Der Respekt vor den Genossen von einst war in einigen Behörden immer noch groß genug, daß die Firma dabei auch noch weitgehend von der Umsatzsteuer befreit wurde — widerrechtlich, wie inzwischen der Oberste Rechnungshof feststellte.

Ganz nebenbei verstieß der Handel mit Alkohol auch noch gegen das staatliche Alkoholmonopol, weshalb sich eine Untersuchungskomission des Sejm im Rahmen einer landesweiten Alkoholschmuggelaffäre auch mit der Transakcja beschäftigt. Im Jahr 1989 brachte dieser Handel der Firma immerhin 2,3 Milliarden Zloty ein, etwa 350.000 Dollar, von denen knapp 200.000 Dollar als Gewinn zurückblieben.

Auch die Mesa GmbH in Danzig erregte öffentliches Interesse. Sie wurde aufgrund des gleichen ZK- Beschlusses gegründet und residiert auch noch im ehemaligen Wojewodschaftskomitee der PVAP. Mesa wurde unmittelbar nach ihrer Gründung erst einmal Anteilseigner zahlreicher Firmen der Stadt, berichtete der 'Tygodnik Gdanski‘. Inzwischen geht es der Mesa GmbH allerdings an den Kragen. Als die Sozialdemokratie die Anteile der PVAP übernehmen wollte, legte sich das Handelsgericht quer. „Die Sozialdemokratie kann nicht Rechtsnachfolger der PVAP werden, weil die PVAP nie eine eigene Rechtspersönlichkeit besaß und folglich auch keine Firmen gründen konnte. Daher ist die Gründung der Mesa GmbH nichtig und die Firma aus dem Handelsregister zu streichen“, verkündete das Handelsgericht Danzig lapidar. Nicht ohne Logik: Im rechtlichen Sinne hat die PVAP tatsächlich nie existiert, weil die gesetzliche Grundlage fehlte — eine Tatsache, die inzwischen auch einigen Töchtern der Transakcja zum Verhängnis wurde.

Der Transakcja selbst bleibt dieses Los einstweilen noch erspart, auch wenn sie sich inzwischen gezwungen sah, ihre Eigentümerstruktur den neuesten politischen Ereignissen anzupassen.

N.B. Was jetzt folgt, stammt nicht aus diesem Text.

PR #348, opened 2017-11-10
Create key pair and account when node starts (for test stability)

lucafavatella:
... by guaranteeing that if `aec_keys` service started, key pair has
been created.

This PR is the implementation of the minimal portion of PT-152483887 for test stability.

----

As the `aec_keys`-related test issues were intermittent, you may consider including this in your local branch for an hour or so before approving.

### DIFF
--- a/apps/aecore/src/aec_keys.erl
+++ b/apps/aecore/src/aec_keys.erl
@@ -43,7 +43,7 @@
 -record(state, {
           pub       :: undefined | binary(),
           priv      :: undefined | binary(),
-          pass      :: undefined | binary(),
+          pass      :: password(),
           keys_dir  :: undefined | binary(),
           pub_file  :: undefined | binary(),
           priv_file :: undefined | binary(),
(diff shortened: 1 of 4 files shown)


ThomasArts:
This looks good. If I spotted correctly, there is a subtle change that if password is not in the environment we will get a crashing init (which is fine), whereas before the default was taken and things were silently not working.

lucafavatella:
@sennui @wagerlabs I see two reviewers approved ( @akorosmezey and @ThomasArts - I count Akos too as this PR is not Cuckoo-related) but I am unable to merge because of Travis CI job `package` on OSX not starting. As such job is simply running [`./rebar3 as prod tar`](https://github.com/aeternity/epoch/blob/8924a015698feac3d0e9ec392579c3a95ba14736/ci#L61) and the same `package` job passed on Ubuntu, I am considering merging without waiting for CI.

ThomasArts:
You can restart CI. It’s better to have some tests run publicly to not break it for colleagues.

(I think of dependencies on your machine that travis spots)

Regards
Thomas

PR #353, opened 2017-11-13
Pad private keys before encryption

UlfNorell:
crypto:generate_keys/2 doesn't always give you a 32 byte binary,
it only gives you as many bytes as are required to fit the key. If we
get a shorter key we need to pad it to not crash the block encryption.

### DIFF
--- a/apps/aecore/src/aec_keys.erl
+++ b/apps/aecore/src/aec_keys.erl
@@ -302,7 +302,7 @@ hash(Bin) ->
 %% INFO: keep separate APIs and encrypt both priv & pub to protect external HDs
 %%       (there is known atack vector using master pub)
 encrypt_privkey(Password, Bin) ->
-    crypto:block_encrypt(aes_ecb, hash(Password),  Bin).
+    crypto:block_encrypt(aes_ecb, hash(Password),  pad_privkey(Bin)).
 
 encrypt_pubkey(Password, Bin) ->
     %% TODO: is it safe to use 0s as padding? Consider moving to stream encryption API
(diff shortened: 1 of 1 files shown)


apps/aecore/src/aec_keys.erl
```diff
@@ -319,6 +319,12 @@ padding128(Bin) ->
     Pad = 128 - size(Bin),
     <<Bin/binary, 0:(Pad*8)>>.
 
+%% crypto:generate_keys/2 gives you a binary with as many bytes as are needed to fit the
+%% private key. It does not pad with zeros.
+pad_privkey(Bin) ->
+    Pad = 32 - size(Bin),
```
lucafavatella: May I suggest using macro `PRIV_SIZE` ?

UlfNorell: Ah yes. That makes sense.

apps/aecore/src/aec_keys.erl
```diff
@@ -302,7 +302,7 @@ hash(Bin) ->
 %% INFO: keep separate APIs and encrypt both priv & pub to protect external HDs
 %%       (there is known atack vector using master pub)
 encrypt_privkey(Password, Bin) ->
```
lucafavatella: Hardcoding expectation on return value of `decrypt_privkey` would help readability.

UlfNorell: I'm not sure what you mean (did you mean `encrypt_privkey`?). The problem is that `crypto:block_encrypt/3` crashes if the key is too short and otherwise it returns a binary.

apps/aecore/src/aec_keys.erl
```diff
@@ -319,6 +319,12 @@ padding128(Bin) ->
     Pad = 128 - size(Bin),
     <<Bin/binary, 0:(Pad*8)>>.
```
sennui: please adjust padding here and standarize on leading zeros

UlfNorell:
> Which case is this change addressing? Fetching keys from disk? (I would need this for approving this PR.)

No, the problem is when generating a fresh key-pair (either by calling `aec_keys:new/1` or starting the key server with no keys stored on disk).

apps/aecore/src/aec_keys.erl
UlfNorell: That would complicate `decrypt_pubkey` slightly.

The padding of the public key is a bit different. In the case of the private key we're padding the actual key (since `crypto:generate_key/2` dropped leading zero bytes), but in the public key case we're padding the block to encrypt. I think it makes sense to do the padding on different sides.

sennui: ok, thanks

PR #358, opened 2017-11-14
[Fixes #152817786] Add validation of root hash while traversing the fork

gorillainduction:


apps/aecore/src/aec_chain_state.erl
```diff
@@ -531,6 +534,7 @@ apply_node_transactions([Node|Left], Trees, State) ->
     %% is equal to #block.root_hash.
     %% To be done in scope of "PT-152481000 Validate received block".
     {ok, NewTrees} = aec_tx:apply_signed(Txs, Trees, Height),
```
zp-sd: We may remove the above comment:
```
     %% TODO: verify that root hash of state tree after applying transactions
      %% is equal to #block.root_hash.
      %% To be done in scope of "PT-152481000 Validate received block".
```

Kaum tauchte im Sejm der Plan auf, den Parteipressekonzern RSW aufzulösen, da verkaufte dieser seinen Anteil an der Transakcja auch schon an die Sozialdemokratie. Und die Parteiakademie für Sozialwissenschaften hat ihren Anteil bereits einer „Gesellschaft der Freunde der Parteiakademie“ vermacht.

Unklar ist allerdings, ob das etwas hilft, denn vor zwei Monaten verabschiedete der Sejm das Gesetz über die Enteignung des Vermögens der PVAP — und die war 1989 noch Eigentümerin von 148 der 150 Aktien der Transakcja und von 100 Prozent der Anteile an der Mesa. Und der Oberste Rechnungshof ermittelt bereits im Falle der Transkom PKS, einer Gemeinschaftsfirma der Transakcja mit den staatlichen Autobuslinien, in deren Rahmen die Transakcja größere Gewinne mit Scheingeschäften gemacht haben soll.